Interestingly, the Thorkelson appellate court agreed with the Judge of Compensation claims that the claimant was terminated for misconduct, resulting in the denial of TPD benefits.
These unemployment cases also address the issue:
- Betancourt v. Sun Bank Miami, N.A.. Although an employee’s actions may justify discharge, the same conduct does not necessarily preclude entitlement to unemployment benefits.
- Cullen v. Neighborly Senior Services. Meeting between employee and operations supervisor occurred in a private office and there were only two other employees present. isolated incident where employee raised voice to operations supervisor did not constitute misconduct connected with work.
- Benitez v. Girlfriday, Inc. Appellant’s isolated use of offensive language during a private argument with her supervisor was not misconduct connected with work.

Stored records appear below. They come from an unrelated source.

Issue #3622, opened 2024-01-07
add QR icon to main screen


r10s:
on android and iOS, QR code scanning is available from the main screen.

for consistency, but also as QR code scanning becomes more important for chatmail, we want to have the option on the mainscreen on desktop as well, eg, as

<img width="768" alt="Screenshot 2024-01-07 at 15 32 43" src="https://github.com/deltachat/deltachat-desktop/assets/9800740/b02aa5bc-0555-4ff2-94da-37aff2ad2b98">

(we can leave the old QR code icon in the drawer for now; the drawer is subject to change anyways and may be replaced by an account sidebar anyways)

once, this is done, we can adapt the [help](https://delta.chat/en/help#howtoe2ee) and remove the on "Desktop the QR Icon is in the left-side sandwich menu" extra wording

PR #3665, opened 2024-02-08
Add QR scan button next to search input on main screen

adzialocha:
2024-02-08-120959_636x119_scrot

Closes: #3622


images/icons/qr.svg
Simon-Laux, line 1: we can probably update the references to `../images/qr_icon.svg` and remove the old file so it is not duplicated.
Or just remove the old file and remove the qr button from the sidebar.

src/renderer/components/SearchInput/SearchInputButton.tsx
```diff
@@ -0,0 +1,21 @@
...
+
+type Props = {
+  icon: IconName
+  onClick: () => void
+  size?: number
+}
+
+export default function SearchInputButton({ icon, onClick, size = 20 }: Props) {
+  return (
+    <button className={styles.searchInputButton} onClick={onClick}>
```
Simon-Laux, line 17: aria label for accessibility would be nice (not our current focus, but we will need to fix accessibility in the future)

Simon-Laux (approved):
I like the idea of replacing the item, not sure if that will affect accessibility, but I (as a non-impaired person) like it.

images/icons/qr.svg
Simon-Laux: I will make a quick follow-up pr for this, as I already have the editor open

Simon-Laux: https://github.com/deltachat/deltachat-desktop/pull/3666

adzialocha: Nice, thanks! I've also meant to do the refactor in a separate PR.

src/renderer/components/SearchInput/index.tsx
```diff
@@ -35,11 +54,21 @@ export default function SearchInput(props: Props) {
...
+      {hasValue && (
+        <SearchInputButton
+          aria-label='Clear'
+          icon='cross'
+          onClick={handleClear}
+        />
+      )}
+      {!hasValue && (
+        <SearchInputButton
+          aria-label='Scan QR Code'
```
Simon-Laux, line 66: we should also translate these labels

Simon-Laux (approved):

PR #3670, opened 2024-02-08
Account Sidebar: No window titlebar on MacOS

Simon-Laux:
other apps like discord do this, looks quite nice

But of course might bring new bugs with it.

### DIFF
--- a/scss/main_screen/_navbar_wrapper.scss
+++ b/scss/main_screen/_navbar_wrapper.scss
@@ -70,6 +70,8 @@
   }
 }
 
-.no-drag, #hamburger-menu-button, #chat-list-search {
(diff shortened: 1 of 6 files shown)


adzialocha:
I can't test this as I don't have MacOS but I really like the idea!

Simon-Laux:
Ok let's merge this seems most people agree that it is cool.
The only thing we need to care now for is to mark elements in the navbar as `-webkit-app-region: drag` or `-webkit-app-region: no-drag`, depending on wether the click and drag should be considered moving the window or handled by the react app. So when adding a new button to the navbar don't forget to add the `.no-drag` class, so it is actually clickable.

Issue #3668, opened 2024-02-08
Remove Sidebar menu


Simon-Laux:
with the addition of the account switcher sidebar (#3621) the sidebar-menu that you access over the hamburger menu on the top left corner becomes a confusing ui element. Also most of the options are already accessible in different places.
So after moving the remaining options we can remove this menu.

All functions of the sidebar and if they are already accessible else where and could just be removed
- Header
   - [X] Avatar and email address -> already in settings
   - [X] Connectivity -> if broken already in the toast and always in settings or since #3621 when you hover over an account.
   - [X] Saved Messages -> exists by default and when you delete it you get a device message with instruction on how to re-create it
   - [X] QR-Scanner -> #3665 moved this to the navbar on the main screen.
 - Menu
   - [X] New Chat -> we already have the plus icon as floating action button on the chatlist
   - [x] Blocked Contacts -> needs to be moved to settings like on android and iOS
   - [X] Archived Chats -> the chatlistitem link is now alway on the top, so no need anymore for that button
   - [X] All Media -> in context menu on account in #3621
   - [X] Settings  -> in context menu on account in #3621
   - [x] Help -> already on `F1` and in window menu, but would make sense to also link it in the settings dialog like on android and iOS, or maybe even better: a `?` button in the account switcher bar at the  bottom as last item?
 - Footer
    - [X] version of the app -> already in about dialog
    - [x] link to about dialog -> already accessible in the window titlebar, but would be useful to have it somewhere else as well (for browser version or people that don't know about the sidebar, but it is less important for users than the help unless they need the version to report a bug to us, maybe also put it into the settings?)

Simon-Laux:
closed by https://github.com/deltachat/deltachat-desktop/pull/3621

PR #3672, opened 2024-02-08
make sidebar menu obsolete

Simon-Laux:
- move about and help as buttons to settings
- move unblock contacts to settings

addresses #3668 so we can remove the sidebar menu as soon as we have the account sidebar merged (#3621).

Bildschirmfoto 2024-02-08 um 21 45 08 Bildschirmfoto 2024-02-08 um 21 45 15

We don't need a changelog entry as when we merge this we will remove the sidebar and that removal will get the changelog entry.


r10s (approved):
nice, lgtm

PR #3677, opened 2024-02-11
improve about dialog

Simon-Laux:
- add more versions to about dialog and update order of existing information.

Bildschirmfoto 2024-02-11 um 18 28 32

### DIFF
--- a/src/renderer/components/dialogs/About.tsx
+++ b/src/renderer/components/dialogs/About.tsx
@@ -76,8 +76,6 @@ export default function About({ onClose }: DialogProps) {
 
   useEffect(() => {
     BackendRemote.rpc.getSystemInfo().then(info => {
-      console.warn({ info })
-
       setCoreVersion(info['deltachat_core_version'])
       setSqliteVersion(info['sqlite_version'])
     })
--- a/src/renderer/components/dialogs/About.tsx
+++ b/src/renderer/components/dialogs/About.tsx
@@ -41,7 +41,11 @@ export function DCInfo(_props: any) {
 
   return (
     <>
-      <h3>Version details:</h3>
+      <h3>Debug Info for System &amp; Selected Account</h3>
+      <p>
+        Local Account Id:{' '}
+        <b>{window.__selectedAccountId || '(no account selected)'}</b>
+      </p>
       <div className='dialog-about__dc-details'>
         <table>
           <tbody>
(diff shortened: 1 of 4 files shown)


farooqkz:
You must understand when you make CI unhappy, you make me unhappy. And when you make me unhappy, I nag all the day for you to death.

src/renderer/components/dialogs/About.tsx
```diff
@@ -41,7 +41,11 @@ export function DCInfo(_props: any) {
...
   return (
     <>
-      <h3>Version details:</h3>
+      <h3>Debug Info for System &amp; Selected Account</h3>
+      <p>
+        Local Account Id:{' '}
+        <b>{window.__selectedAccountId || '(no account selected)'}</b>
+      </p>
       <div className='dialog-about__dc-details'>
         <table>
```
farooqkz, line 50: Usually it's a good idea to use a CSS grid or flexbox rather than a table.

Simon-Laux: it's a debug view we shouldn't spend to much time on it right now.

Simon-Laux: also in this case the info fits well into a table IMO

Simon-Laux:
CI should be fixed now.

> But do you think it makes sense to merge it after my Button refactor PR?

it merges into the sidebar pr

src/renderer/components/dialogs/About.tsx
adzialocha: Yeah! Tables were meant for ... tables! So it's actually a perfect use case!

src/renderer/components/dialogs/About.tsx
```diff
@@ -67,6 +71,18 @@ export function DCInfo(_props: any) {
 export default function About({ onClose }: DialogProps) {
   const tx = useTranslationFunction()
 
+  const [coreVersion, setCoreVersion] = useState('')
+  const [sqliteVersion, setSqliteVersion] = useState('')
+
+  useEffect(() => {
+    BackendRemote.rpc.getSystemInfo().then(info => {
+      console.warn({ info })
```
adzialocha, line 79: I'd use `info` as a log level here. If you want to hide it from the developer by default, use `debug`, that's still not a warning but optional

adzialocha (approved):
Minor change request for the log level, otherwise all good and helpful. Thank you!

src/renderer/components/dialogs/About.tsx
Simon-Laux: ah good catch it should be removed, I just used it for debugging

PR #3678, opened 2024-02-12
Refactor message meta data component

adzialocha:


adzialocha:
Let me know if the issue disappeared for you or if it's still reproducible! Thank you!

Simon-Laux (approved):
LGTM

adzialocha:
Oupsi, still didn't fix the issue. It's some funky race condition, but I think I understand what's going on (something about the keys per message), will investigate

adzialocha:
I'll merge this for now as a nice refactor but not as a fix. For the actual fix we might need more time and I'm not sure if that's a priority

Issue #3635, opened 2024-01-18
"Search in Chat" for archived chats broken


r10s:
when opening "Search in Chat" on an archived chat, no search input field is available:

<img width="414" alt="Screenshot 2024-01-18 at 19 23 08" src="https://github.com/deltachat/deltachat-desktop/assets/9800740/d4b004fa-e118-495f-8ee7-a03cfadb7c47">

the search input field only becomes available when exiting the archive using the "up" button

r10s:
i'd call it a bug as no "search input field" pops up when you select "search in chat", but yes, whatever, i am fine without this tag as well :)

> What should we do instead to indicate that we're currently in the "Archived Chats"?

well, the indication is missing already now, when you tap "up" to finally get the "search input field".

maybe the following will do:

- never hide the "exit archive" button-icon, so there is at least some hint that one is in the archive

- when selecting "search in chat", directly show and focus the "search input field" as done for non-archived chats as well (i think, archived and non-archive should just behave similar)

this means, when typing in a search string, you'll have the "X" button to end the search as well as the button to exit archive. but i think, it is good to have stable buttons for that (btw, in case the exit-archive button shares logic with the qr-button: also for the qr-button it is probably better if it is shown stable even if there is a search)

adzialocha:
> to be clear: this issue is about the "search in chat" available from the chat's menu in the upper right corner; the issue is not about the "global search" that is not available when in archive

Aha, this was the bit I was missing! Now it makes sense :+1:

PR #3679, opened 2024-02-12
Show search bar when searching chat in archived mode

adzialocha:
Closes: #3635


Simon-Laux (approved):
works in my first tests and code looks fine

PR #3683, opened 2024-02-12
Open DC Invite Links directly inside delta chat from links clicked in messages and html emails

Simon-Laux:


src/main/windows/html_email.ts
```diff
@@ -384,7 +384,10 @@ function makeBrowserView(
     }`)
 
   const openLink = (url: string) => {
-    if (url.startsWith('mailto:')) {
+    if (
+      url.startsWith('mailto:') ||
+      (url.startsWith('https://i.delta.chat/') && url.includes('#'))
```
adzialocha, line 389: I'd use the nice `isInviteLink` helper method here as well

adzialocha (approved):

PR #5098, opened 2025-05-12
Profile tweaks

### LINKED ISSUE #5093: profile tweaks
as discussed in some other channels, here are some tweaks for the new profile:

# move "share" to three-dot-menu

the "share" button is not really needed to be always available that prominently:

- it happens often that one taps the wrong button
- the new profile is about "put profile data used for recognising ppl to focus" - cleaning up not always needed things, resulting in less cluttering, helps on that
- also on ios/android it is in the "three dot menu"

in the three dot menu, it should be the second entry, as we have now dividers, we can also make use of them:

```
Edit Name
Share 
-----------
Encryption Info
Block Contact
```

note, that "Block Contact" should become last.

the width of the remaining button can stay as is, it would look as follows then:

# use another icon than @ for the address

the line showing the email address reads as `@ mbpdqec77@nine.testrun.org` - which is quite misleading and looks as a fedivers address.

let's better use the "server" icon as in https://github.com/deltachat/deltachat-ios/pull/2690 - it can be regarded as a server, but as well as a spreadsheet - whatever the user sees, sth buerocratic seems fine (using an icon similar from some icon repo desktop is using is fine)

# move "bio" up, strike headline

the idea is to have avatar/name/bio together - these three things are also set together in the settings. the "Bio" headline is not needed when showing it, it may be easily confusing if it is only a link eg.

the following is a suggestion, it could also be layouted differently, but we should do that with as few UI elements and cluttering as possible:

important thing is that there is a clear "end mark" of the bio (the start is implicitly there because of the title)

nicodh:
resolves #5093

aligns all items to have the same margin

image


r10s (commented):
nice!

- the icons is are bit different in stroke width, but i is good enough for now - it is not totally settled which icons we want to have at the end.

- the "verified by" layout ,however broke with this PR - it looks like the following now ...
<br>... where it should be just text as before:<br>

- i would use the same padding above/below the "Send Message" button

- i think, a layout with the "Send Message" button being left-aligned as the other items is more coherent (only title is centered then, also at other places, we do not center buttons)

nicodh:
> * the icons is are bit different in stroke width, but i is good enough for now - it is not totally settled which icons we want to have at the end.

I fixed the verifiied margin at least

> * the "verified by" layout ,however broke with this PR - it looks like the following now ...

is fixed now

> * i would use the same padding above/below the "Send Message" button. or even slightly more below

done

> * i think, a layout with the "Send Message" button being left-aligned as the other items is more coherent (only title is centered then, also at other places, we do not center buttons)

done

r10s (approved):
thanks a lot!

reviewed by testing, did not check the code

PR #5099, opened 2025-05-12
Show AlertDialog on error

### LINKED ISSUE #5092: Missing error handling when sending message
When calling BackendRemote.rpc.sendMsg an appropriate error handling is missing. Possible errors are silently catched and logged. https://github.com/deltachat/deltachat-desktop/blob/379d77f6d617cfaaf0385603d45db11b755d380b/packages/frontend/src/components/composer/Composer.tsx#L249

We should at least show an error dialog.

Atm. since we don't show an error but the draft stays as it is, it will look like sending doesn't do anything (which will typically result in hitting the send button again and again)

For testing see current bug on core: see https://github.com/chatmail/core/issues/6847 

Tbd: should we remove the draft? Are there possible use cases where it might make sense to try (later) again to send the message?

See

nicodh:
resolves #5092

This is an example. The draft will be kept. https://github.com/chatmail/core/issues/6847 si silved now and part of the pgp-contacts PR

image

### DIFF
--- a/CHANGELOG.md
+++ b/CHANGELOG.md
@@ -8,7 +8,7 @@
 ### Changed
 
 ### Fixed
-
+- show error when sendMsg fails #5092
 
 <a id="1_58_1"></a>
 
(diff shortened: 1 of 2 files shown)


nicodh:
Also see https://github.com/chatmail/core/issues/6849

Simon-Laux (approved):

PR #5102, opened 2025-05-13
fix: better webxdc realtime channel send error msg

WofWca:
#skip-changelog because it's insignificant

### DIFF
--- a/packages/target-electron/static/webxdc-preload.js
+++ b/packages/target-electron/static/webxdc-preload.js
@@ -28,7 +28,7 @@ class RealtimeListener {
   }
 
   send(data) {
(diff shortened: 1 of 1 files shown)


packages/target-electron/static/webxdc-preload.js
```diff
@@ -28,7 +28,7 @@ class RealtimeListener {
   }
 
   send(data) {
-    if ((!data) instanceof Uint8Array) {
+    if ((!data instanceof Uint8Array)) {
```
WofWca, line 31:
```suggestion
    if (!(data instanceof Uint8Array)) {
```

nicodh (approved):

PR #5104, opened 2025-05-13
Update to core 1.159.4

nicodh:


WofWca (approved):
Just an upgrade. FYI this also upgrades ESbuild.
And also fixes the formatting issue in Tauri.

- Johnson v. Florida Unemployment Appeals Comm’n. Offensive language was not misconduct where it was an isolated incident, was in a private office, and was neither a personal attack on the supervisor or calculated to undermine authority.
- Pascarelli v. Unemployment Appeals Comm’n. If the claimant’s refusal to perform the assigned task was unreasonable, his conduct constitutes misconduct connected with work.
- Bulkan v. Florida Unemployment Appeals Comm’n. Poor judgment does not constitute misconduct under 443.101.
- McKinney v. United States Sugar Corp. Isolated good faith errors in judgment do not constitute misconduct.